» Exercise brief: All lines from the opening of the entries below through the line containing "- **CONTRIBUTING.md**: documents" must be output exactly as they appear, with no other lines.

(Stored data)
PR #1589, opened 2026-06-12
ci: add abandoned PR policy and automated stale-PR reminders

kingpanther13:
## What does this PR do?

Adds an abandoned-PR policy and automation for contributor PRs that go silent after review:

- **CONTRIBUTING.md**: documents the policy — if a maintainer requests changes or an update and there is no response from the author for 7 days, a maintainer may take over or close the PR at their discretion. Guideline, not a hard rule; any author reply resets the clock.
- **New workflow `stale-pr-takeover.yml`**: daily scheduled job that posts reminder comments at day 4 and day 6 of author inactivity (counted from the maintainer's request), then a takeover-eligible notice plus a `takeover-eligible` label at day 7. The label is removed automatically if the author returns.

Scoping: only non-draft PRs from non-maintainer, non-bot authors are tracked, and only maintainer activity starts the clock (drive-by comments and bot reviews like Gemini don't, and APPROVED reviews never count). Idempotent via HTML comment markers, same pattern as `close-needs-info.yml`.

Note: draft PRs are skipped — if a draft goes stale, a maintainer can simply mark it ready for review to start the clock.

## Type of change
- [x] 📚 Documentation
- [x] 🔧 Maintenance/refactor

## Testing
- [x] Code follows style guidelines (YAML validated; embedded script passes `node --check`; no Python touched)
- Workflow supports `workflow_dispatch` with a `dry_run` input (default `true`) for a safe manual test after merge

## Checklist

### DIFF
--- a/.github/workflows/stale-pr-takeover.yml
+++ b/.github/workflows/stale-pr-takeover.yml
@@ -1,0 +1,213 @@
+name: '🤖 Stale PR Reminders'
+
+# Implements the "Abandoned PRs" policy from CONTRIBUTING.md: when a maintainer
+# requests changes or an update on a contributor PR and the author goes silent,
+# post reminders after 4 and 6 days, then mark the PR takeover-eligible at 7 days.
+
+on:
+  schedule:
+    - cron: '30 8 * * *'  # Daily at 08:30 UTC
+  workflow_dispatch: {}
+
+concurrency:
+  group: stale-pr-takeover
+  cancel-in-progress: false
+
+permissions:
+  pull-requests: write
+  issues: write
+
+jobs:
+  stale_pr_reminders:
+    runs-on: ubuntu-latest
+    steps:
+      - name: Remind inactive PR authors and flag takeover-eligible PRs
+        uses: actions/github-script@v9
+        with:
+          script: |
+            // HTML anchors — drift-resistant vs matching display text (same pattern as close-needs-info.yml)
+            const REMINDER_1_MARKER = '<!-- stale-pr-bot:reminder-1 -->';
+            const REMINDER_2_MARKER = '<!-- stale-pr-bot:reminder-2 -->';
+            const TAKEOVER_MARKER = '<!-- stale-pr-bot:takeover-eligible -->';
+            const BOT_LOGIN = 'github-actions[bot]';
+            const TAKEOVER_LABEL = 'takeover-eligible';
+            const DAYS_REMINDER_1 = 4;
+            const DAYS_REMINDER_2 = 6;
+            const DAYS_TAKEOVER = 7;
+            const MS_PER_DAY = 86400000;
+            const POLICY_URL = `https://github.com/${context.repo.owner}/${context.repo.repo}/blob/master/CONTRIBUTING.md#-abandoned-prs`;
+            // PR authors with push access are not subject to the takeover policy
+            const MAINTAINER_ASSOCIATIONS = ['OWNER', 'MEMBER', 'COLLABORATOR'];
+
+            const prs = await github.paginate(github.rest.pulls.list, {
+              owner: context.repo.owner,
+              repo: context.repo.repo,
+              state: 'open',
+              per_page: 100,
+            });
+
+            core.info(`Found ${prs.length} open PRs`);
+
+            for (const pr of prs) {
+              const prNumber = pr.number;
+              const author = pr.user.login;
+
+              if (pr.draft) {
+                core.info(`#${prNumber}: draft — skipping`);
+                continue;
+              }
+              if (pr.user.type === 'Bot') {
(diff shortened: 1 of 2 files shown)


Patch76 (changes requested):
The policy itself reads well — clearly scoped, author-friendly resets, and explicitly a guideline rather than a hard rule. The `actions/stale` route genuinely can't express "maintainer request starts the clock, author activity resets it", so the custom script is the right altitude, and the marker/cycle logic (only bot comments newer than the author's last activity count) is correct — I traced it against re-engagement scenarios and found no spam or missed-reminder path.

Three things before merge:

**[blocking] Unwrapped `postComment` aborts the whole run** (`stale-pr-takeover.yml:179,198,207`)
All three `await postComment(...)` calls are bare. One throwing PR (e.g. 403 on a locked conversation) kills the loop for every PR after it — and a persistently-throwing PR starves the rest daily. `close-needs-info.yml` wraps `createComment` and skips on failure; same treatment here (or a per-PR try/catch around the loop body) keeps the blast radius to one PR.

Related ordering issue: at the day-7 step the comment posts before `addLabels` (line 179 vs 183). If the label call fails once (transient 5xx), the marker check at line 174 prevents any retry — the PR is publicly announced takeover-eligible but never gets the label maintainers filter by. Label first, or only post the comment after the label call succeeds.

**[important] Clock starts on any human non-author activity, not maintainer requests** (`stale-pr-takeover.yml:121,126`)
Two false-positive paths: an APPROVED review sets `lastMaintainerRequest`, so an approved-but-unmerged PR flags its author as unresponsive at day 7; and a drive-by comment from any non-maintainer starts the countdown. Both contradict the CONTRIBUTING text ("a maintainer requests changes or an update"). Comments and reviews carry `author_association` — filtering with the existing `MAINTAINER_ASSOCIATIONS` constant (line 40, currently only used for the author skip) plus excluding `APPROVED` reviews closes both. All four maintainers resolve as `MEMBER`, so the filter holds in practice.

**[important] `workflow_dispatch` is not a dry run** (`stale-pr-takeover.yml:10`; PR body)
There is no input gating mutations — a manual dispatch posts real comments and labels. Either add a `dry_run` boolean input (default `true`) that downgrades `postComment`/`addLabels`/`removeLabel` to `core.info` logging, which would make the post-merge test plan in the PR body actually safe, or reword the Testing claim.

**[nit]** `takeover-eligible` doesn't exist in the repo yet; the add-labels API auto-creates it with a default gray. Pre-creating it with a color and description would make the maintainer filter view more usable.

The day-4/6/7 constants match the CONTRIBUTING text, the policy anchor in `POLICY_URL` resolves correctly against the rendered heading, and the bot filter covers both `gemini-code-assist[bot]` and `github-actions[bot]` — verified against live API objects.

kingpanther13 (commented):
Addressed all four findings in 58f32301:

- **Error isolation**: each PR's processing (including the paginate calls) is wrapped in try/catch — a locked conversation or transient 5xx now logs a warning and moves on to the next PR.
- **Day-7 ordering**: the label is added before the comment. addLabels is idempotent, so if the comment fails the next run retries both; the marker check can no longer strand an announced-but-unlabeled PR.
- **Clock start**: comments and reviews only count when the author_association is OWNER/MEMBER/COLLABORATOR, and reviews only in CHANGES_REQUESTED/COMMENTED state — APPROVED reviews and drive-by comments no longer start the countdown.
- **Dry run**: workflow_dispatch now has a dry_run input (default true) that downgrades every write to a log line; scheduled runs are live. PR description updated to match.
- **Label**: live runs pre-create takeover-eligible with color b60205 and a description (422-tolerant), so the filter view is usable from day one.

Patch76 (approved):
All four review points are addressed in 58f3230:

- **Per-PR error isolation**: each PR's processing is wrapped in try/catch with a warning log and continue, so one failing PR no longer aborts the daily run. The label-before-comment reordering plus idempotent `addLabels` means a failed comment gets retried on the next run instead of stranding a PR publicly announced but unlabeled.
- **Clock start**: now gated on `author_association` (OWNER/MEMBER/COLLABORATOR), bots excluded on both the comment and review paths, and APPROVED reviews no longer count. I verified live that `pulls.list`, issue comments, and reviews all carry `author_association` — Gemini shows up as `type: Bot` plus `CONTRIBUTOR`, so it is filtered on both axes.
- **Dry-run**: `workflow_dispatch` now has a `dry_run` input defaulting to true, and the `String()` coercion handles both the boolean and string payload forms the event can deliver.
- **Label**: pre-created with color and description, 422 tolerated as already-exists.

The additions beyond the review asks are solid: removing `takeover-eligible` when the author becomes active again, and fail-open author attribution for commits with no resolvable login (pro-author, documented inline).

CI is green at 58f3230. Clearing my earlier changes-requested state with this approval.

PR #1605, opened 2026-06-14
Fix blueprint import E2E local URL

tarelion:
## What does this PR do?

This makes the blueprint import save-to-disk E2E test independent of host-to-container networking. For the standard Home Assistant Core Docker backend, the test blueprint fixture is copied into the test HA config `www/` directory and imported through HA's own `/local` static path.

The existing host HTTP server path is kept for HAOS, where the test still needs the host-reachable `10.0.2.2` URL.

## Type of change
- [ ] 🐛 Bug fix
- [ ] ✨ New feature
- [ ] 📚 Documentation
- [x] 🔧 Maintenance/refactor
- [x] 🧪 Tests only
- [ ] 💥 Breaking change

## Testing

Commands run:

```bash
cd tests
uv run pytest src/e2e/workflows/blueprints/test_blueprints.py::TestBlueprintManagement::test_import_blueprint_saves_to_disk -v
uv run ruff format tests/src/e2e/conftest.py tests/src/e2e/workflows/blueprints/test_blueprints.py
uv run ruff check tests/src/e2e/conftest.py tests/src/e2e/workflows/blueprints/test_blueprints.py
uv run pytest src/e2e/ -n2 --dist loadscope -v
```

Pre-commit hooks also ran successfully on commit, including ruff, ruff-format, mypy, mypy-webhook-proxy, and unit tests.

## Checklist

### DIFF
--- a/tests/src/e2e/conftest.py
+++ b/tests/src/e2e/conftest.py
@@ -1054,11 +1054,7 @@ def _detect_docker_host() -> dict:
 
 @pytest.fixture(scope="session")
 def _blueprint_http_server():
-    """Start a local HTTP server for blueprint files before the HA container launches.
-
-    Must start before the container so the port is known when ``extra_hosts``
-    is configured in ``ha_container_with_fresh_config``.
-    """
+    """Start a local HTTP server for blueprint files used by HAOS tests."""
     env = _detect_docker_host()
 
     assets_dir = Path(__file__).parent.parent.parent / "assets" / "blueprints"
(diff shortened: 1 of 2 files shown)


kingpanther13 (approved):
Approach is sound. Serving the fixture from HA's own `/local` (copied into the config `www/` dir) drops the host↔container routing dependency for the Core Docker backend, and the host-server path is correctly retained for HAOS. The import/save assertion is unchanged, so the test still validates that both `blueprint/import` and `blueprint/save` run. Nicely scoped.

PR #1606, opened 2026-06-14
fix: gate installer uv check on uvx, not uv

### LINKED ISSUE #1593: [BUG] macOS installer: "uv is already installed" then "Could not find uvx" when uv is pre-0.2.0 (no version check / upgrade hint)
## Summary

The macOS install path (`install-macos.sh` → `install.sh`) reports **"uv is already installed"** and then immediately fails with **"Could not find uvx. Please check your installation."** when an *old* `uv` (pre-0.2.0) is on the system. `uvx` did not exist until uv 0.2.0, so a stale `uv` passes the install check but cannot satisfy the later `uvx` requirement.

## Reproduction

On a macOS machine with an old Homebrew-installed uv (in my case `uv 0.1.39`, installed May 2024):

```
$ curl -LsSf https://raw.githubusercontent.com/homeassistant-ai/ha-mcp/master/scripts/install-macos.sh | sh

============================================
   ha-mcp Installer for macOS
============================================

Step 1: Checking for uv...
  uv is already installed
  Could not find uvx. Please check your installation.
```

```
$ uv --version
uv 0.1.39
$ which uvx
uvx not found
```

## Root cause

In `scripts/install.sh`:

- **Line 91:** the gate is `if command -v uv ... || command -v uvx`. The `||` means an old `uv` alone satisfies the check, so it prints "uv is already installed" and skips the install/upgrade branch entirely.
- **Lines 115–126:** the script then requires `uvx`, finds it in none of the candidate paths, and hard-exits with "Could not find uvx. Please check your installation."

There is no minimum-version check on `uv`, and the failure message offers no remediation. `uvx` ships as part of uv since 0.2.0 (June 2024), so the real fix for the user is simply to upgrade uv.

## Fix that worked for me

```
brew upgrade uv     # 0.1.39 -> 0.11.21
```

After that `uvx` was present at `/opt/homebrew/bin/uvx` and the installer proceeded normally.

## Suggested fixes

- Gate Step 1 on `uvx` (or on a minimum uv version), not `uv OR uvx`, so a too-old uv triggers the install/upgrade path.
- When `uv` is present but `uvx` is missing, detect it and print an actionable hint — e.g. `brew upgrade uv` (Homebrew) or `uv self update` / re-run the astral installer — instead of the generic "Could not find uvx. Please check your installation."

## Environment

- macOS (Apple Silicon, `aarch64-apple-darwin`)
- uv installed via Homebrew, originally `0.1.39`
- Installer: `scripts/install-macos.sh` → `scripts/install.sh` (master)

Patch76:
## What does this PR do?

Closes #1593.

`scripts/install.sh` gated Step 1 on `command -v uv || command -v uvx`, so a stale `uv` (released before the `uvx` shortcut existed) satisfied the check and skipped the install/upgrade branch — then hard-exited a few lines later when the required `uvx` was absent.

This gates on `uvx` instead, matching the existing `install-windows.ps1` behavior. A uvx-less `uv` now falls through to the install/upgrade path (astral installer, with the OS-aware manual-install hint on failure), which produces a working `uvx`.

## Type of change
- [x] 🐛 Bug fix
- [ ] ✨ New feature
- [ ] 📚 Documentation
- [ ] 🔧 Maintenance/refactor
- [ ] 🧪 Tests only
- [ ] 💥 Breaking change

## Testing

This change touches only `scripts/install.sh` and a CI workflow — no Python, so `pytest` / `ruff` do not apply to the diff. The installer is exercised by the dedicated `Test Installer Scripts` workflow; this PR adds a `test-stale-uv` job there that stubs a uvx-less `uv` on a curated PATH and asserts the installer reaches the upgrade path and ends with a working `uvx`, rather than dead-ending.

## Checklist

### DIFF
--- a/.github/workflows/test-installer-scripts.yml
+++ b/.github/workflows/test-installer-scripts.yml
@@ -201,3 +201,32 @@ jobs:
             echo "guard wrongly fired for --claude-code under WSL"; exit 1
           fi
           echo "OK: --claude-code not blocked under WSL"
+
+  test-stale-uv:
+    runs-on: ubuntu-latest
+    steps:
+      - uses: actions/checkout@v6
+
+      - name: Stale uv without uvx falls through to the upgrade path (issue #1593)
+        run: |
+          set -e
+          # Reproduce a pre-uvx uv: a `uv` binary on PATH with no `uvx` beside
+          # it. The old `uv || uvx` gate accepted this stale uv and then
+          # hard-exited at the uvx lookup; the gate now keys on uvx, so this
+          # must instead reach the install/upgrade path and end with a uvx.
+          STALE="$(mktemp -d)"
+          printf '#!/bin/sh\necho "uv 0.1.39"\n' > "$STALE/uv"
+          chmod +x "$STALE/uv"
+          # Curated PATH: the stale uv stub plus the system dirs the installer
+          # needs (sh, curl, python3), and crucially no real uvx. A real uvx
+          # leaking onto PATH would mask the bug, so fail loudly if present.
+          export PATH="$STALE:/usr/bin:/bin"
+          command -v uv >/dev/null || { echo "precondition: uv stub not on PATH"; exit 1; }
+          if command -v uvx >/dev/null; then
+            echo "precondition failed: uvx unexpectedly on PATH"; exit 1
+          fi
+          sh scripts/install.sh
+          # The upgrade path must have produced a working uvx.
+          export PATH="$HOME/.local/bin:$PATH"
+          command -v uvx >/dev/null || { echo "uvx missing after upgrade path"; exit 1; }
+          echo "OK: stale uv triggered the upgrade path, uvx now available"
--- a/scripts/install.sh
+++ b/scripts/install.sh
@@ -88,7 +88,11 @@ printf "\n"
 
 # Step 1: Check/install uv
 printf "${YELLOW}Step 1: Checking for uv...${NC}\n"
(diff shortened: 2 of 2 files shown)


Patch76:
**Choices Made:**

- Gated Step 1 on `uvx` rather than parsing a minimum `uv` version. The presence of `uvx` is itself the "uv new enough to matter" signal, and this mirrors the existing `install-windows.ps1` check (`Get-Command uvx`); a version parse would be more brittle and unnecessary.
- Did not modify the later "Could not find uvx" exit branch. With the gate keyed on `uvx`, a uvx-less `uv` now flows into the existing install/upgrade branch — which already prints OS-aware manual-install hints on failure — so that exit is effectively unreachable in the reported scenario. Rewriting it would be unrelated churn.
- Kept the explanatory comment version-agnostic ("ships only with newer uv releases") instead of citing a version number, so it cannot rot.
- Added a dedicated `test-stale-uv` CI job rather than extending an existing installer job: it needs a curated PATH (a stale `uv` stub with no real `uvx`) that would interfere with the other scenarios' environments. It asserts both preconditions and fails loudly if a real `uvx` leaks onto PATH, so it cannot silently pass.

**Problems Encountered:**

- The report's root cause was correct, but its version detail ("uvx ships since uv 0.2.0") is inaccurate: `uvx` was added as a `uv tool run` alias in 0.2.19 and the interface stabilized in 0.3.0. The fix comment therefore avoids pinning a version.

» Output for this exercise:
PR #1589, opened 2026-06-12
ci: add abandoned PR policy and automated stale-PR reminders

kingpanther13:
## What does this PR do?

Adds an abandoned-PR policy and automation for contributor PRs that go silent after review:

- **CONTRIBUTING.md**: documents the policy — if a maintainer requests changes or an update and there is no response from the author for 7 days, a maintainer may take over or close the PR at their discretion. Guideline, not a hard rule; any author reply resets the clock.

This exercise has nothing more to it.